*** Block opens ***
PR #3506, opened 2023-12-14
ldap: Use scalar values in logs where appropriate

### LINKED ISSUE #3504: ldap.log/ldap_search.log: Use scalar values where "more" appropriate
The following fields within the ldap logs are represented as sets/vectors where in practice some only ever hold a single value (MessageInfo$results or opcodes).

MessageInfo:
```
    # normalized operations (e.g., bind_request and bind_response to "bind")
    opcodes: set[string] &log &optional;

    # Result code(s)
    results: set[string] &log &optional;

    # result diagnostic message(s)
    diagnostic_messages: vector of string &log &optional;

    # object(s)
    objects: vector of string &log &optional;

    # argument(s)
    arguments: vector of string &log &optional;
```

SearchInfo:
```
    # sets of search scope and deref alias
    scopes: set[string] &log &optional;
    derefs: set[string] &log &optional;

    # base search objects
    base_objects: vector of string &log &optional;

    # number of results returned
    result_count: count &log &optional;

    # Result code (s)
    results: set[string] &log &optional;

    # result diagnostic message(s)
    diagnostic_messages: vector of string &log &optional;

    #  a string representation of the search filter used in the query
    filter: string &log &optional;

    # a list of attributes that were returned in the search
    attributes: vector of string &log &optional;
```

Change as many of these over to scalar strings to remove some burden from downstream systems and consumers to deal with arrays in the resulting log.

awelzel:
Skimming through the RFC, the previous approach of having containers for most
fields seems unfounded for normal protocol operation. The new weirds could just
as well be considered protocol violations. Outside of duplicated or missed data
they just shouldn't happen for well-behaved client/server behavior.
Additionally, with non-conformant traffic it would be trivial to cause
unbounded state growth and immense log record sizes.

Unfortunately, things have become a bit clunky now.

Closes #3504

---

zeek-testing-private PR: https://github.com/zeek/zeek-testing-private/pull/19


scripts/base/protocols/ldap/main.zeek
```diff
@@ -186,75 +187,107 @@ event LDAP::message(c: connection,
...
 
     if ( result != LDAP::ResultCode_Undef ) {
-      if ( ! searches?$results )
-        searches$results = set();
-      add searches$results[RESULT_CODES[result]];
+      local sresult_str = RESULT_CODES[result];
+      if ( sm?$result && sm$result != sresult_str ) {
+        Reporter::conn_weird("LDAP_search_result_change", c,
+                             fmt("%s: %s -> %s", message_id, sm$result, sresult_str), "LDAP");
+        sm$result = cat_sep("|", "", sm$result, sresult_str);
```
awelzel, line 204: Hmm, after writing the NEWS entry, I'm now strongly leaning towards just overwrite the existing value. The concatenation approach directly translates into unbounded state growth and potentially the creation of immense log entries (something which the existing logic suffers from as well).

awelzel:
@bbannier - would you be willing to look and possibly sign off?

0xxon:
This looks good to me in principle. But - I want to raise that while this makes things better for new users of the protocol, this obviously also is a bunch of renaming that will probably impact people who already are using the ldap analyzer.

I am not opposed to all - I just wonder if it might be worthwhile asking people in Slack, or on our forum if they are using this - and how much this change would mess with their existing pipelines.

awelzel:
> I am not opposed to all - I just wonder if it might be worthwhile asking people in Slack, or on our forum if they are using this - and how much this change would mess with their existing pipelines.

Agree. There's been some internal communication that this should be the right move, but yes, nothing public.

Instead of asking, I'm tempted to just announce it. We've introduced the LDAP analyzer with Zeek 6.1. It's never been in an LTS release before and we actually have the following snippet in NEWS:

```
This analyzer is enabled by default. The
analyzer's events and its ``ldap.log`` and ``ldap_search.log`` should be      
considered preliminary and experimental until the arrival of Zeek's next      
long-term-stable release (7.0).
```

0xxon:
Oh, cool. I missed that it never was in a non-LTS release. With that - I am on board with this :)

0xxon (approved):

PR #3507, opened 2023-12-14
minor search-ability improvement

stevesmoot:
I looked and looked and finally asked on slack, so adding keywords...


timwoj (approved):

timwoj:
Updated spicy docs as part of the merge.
*** Block closes ***
• _About this exercise_: Without leaving out a single line, retype the material above exactly.

• _Answer to this exercise_:
PR #3506, opened 2023-12-14
ldap: Use scalar values in logs where appropriate

### LINKED ISSUE #3504: ldap.log/ldap_search.log: Use scalar values where "more" appropriate
The following fields within the ldap logs are represented as sets/vectors where in practice some only ever hold a single value (MessageInfo$results or opcodes).

MessageInfo:
```
    # normalized operations (e.g., bind_request and bind_response to "bind")
    opcodes: set[string] &log &optional;

    # Result code(s)
    results: set[string] &log &optional;

    # result diagnostic message(s)
    diagnostic_messages: vector of string &log &optional;

    # object(s)
    objects: vector of string &log &optional;

    # argument(s)
    arguments: vector of string &log &optional;
```

SearchInfo:
```
    # sets of search scope and deref alias
    scopes: set[string] &log &optional;
    derefs: set[string] &log &optional;

    # base search objects
    base_objects: vector of string &log &optional;

    # number of results returned
    result_count: count &log &optional;

    # Result code (s)
    results: set[string] &log &optional;

    # result diagnostic message(s)
    diagnostic_messages: vector of string &log &optional;

    #  a string representation of the search filter used in the query
    filter: string &log &optional;

    # a list of attributes that were returned in the search
    attributes: vector of string &log &optional;
```

Change as many of these over to scalar strings to remove some burden from downstream systems and consumers to deal with arrays in the resulting log.

awelzel:
Skimming through the RFC, the previous approach of having containers for most
fields seems unfounded for normal protocol operation. The new weirds could just
as well be considered protocol violations. Outside of duplicated or missed data
they just shouldn't happen for well-behaved client/server behavior.
Additionally, with non-conformant traffic it would be trivial to cause
unbounded state growth and immense log record sizes.

Unfortunately, things have become a bit clunky now.

Closes #3504

---

zeek-testing-private PR: https://github.com/zeek/zeek-testing-private/pull/19


scripts/base/protocols/ldap/main.zeek
```diff
@@ -186,75 +187,107 @@ event LDAP::message(c: connection,
...
 
     if ( result != LDAP::ResultCode_Undef ) {
-      if ( ! searches?$results )
-        searches$results = set();
-      add searches$results[RESULT_CODES[result]];
+      local sresult_str = RESULT_CODES[result];
+      if ( sm?$result && sm$result != sresult_str ) {
+        Reporter::conn_weird("LDAP_search_result_change", c,
+                             fmt("%s: %s -> %s", message_id, sm$result, sresult_str), "LDAP");
+        sm$result = cat_sep("|", "", sm$result, sresult_str);
```
awelzel, line 204: Hmm, after writing the NEWS entry, I'm now strongly leaning towards just overwrite the existing value. The concatenation approach directly translates into unbounded state growth and potentially the creation of immense log entries (something which the existing logic suffers from as well).

awelzel:
@bbannier - would you be willing to look and possibly sign off?

0xxon:
This looks good to me in principle. But - I want to raise that while this makes things better for new users of the protocol, this obviously also is a bunch of renaming that will probably impact people who already are using the ldap analyzer.

I am not opposed to all - I just wonder if it might be worthwhile asking people in Slack, or on our forum if they are using this - and how much this change would mess with their existing pipelines.

awelzel:
> I am not opposed to all - I just wonder if it might be worthwhile asking people in Slack, or on our forum if they are using this - and how much this change would mess with their existing pipelines.

Agree. There's been some internal communication that this should be the right move, but yes, nothing public.

Instead of asking, I'm tempted to just announce it. We've introduced the LDAP analyzer with Zeek 6.1. It's never been in an LTS release before and we actually have the following snippet in NEWS:

```
This analyzer is enabled by default. The
analyzer's events and its ``ldap.log`` and ``ldap_search.log`` should be      
considered preliminary and experimental until the arrival of Zeek's next      
long-term-stable release (7.0).
```

0xxon:
Oh, cool. I missed that it never was in a non-LTS release. With that - I am on board with this :)

0xxon (approved):

PR #3507, opened 2023-12-14
minor search-ability improvement

stevesmoot:
I looked and looked and finally asked on slack, so adding keywords...


timwoj (approved):

timwoj:
Updated spicy docs as part of the merge.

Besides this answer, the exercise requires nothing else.